A subacute oral toxicity study according to OECD 407 and in compliance with GLP was performed with the test substance in male and female Fischer 344/DuCrj rats for a period of 28 days (Dow, 2012). Based on the results of a preliminary 14-day dose-range-finding, the unchanged test substance was administered daily via the diet to groups of 10 rats per sex at dose levels of 100, 300 and 1000 mg/kg bw/day over the entire study period. No mortalities and no clinical signs were observed, except for one animal of the 300 mg/kg bw/day dose group, which showed red periocular soiling from Days 15-22. However, this observation was considered spurious and not related to treatment due to the isolated occurrence and lack of a dose-response relationship. No treatment-related effects were observed during functional tests, including sensory evaluation and assessment of rectual temperature, grip performance and motor activity. Body weights and body weight gains, food consumption as well as haematology, clinical chemistry and urinary parameters were comparable to those of controls. Ophthalmic examinations did not reveal any treatment-related effects. Treatment-related, statistically-identified higher mean relative liver weights were noted in male rats given 300 (17.7 %) or 1000 mg/kg/day (14.3 %), as compared to that of the controls, which corresponded to treatment-related very slight hypertrophy of the centrilobular and midzonal hepatocytes. The hypertrophied hepatocytes showed increased cytoplasmic eosinophilia when compared to those of the controls. However, the microscopic lesions observed in liver and the modest liver weight increases noted in males given 300 or 1000 mg/kg bw/day were interpreted to be non-adverse adaptive changes since there were no associated treatment-related changes in clinical chemistry parameters or histopathological evidence of treatment-related hepatocellular necrosis, proliferation, apoptosis or any other degenerative changes indicative of liver toxicity.

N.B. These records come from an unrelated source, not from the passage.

PR #2040, opened 2021-12-26
Fix Javadoc warnings and errors

Marcono1234:
Fixes warnings and errors reported by the `javadoc` tool.

### DIFF
--- a/extras/src/main/java/com/google/gson/interceptors/Intercept.java
+++ b/extras/src/main/java/com/google/gson/interceptors/Intercept.java
@@ -28,8 +28,8 @@ import java.lang.annotation.Target;
  * after it has been deserialized from Json.
  * Here is an example of how this annotation is used:
  * <p>Here is an example of how this annotation is used:
- * <p><pre>
- * &#64Intercept(postDeserialize=UserValidator.class)
+ * <pre>
+ * &#64;Intercept(postDeserialize=UserValidator.class)
  * public class User {
  *   String name;
  *   String password;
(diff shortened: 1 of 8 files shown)


gson/src/main/java/com/google/gson/Gson.java
```diff
@@ -548,7 +548,7 @@ static void checkValidFloatingPoint(double value) {
    *  read or written.
    * @param skipPast The type adapter factory that needs to be skipped while searching for
    *   a matching type adapter. In most cases, you should just pass <i>this</i> (the type adapter
-   *   factory from where {@link #getDelegateAdapter} method is being invoked).
+   *   factory from where {@code getDelegateAdapter} method is being invoked).
```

Based these results, the NOAEL was determined to be ≥ 1000 mg/kg/day in male and female rats.

Justification for classification or non-classification

The available data on repeated dose toxicity of the substance do not meet the criteria for classification according to Regulation (EC) 1272/2008 or Directive 67/548/EEC, and are therefore conclusive but not sufficient for classification.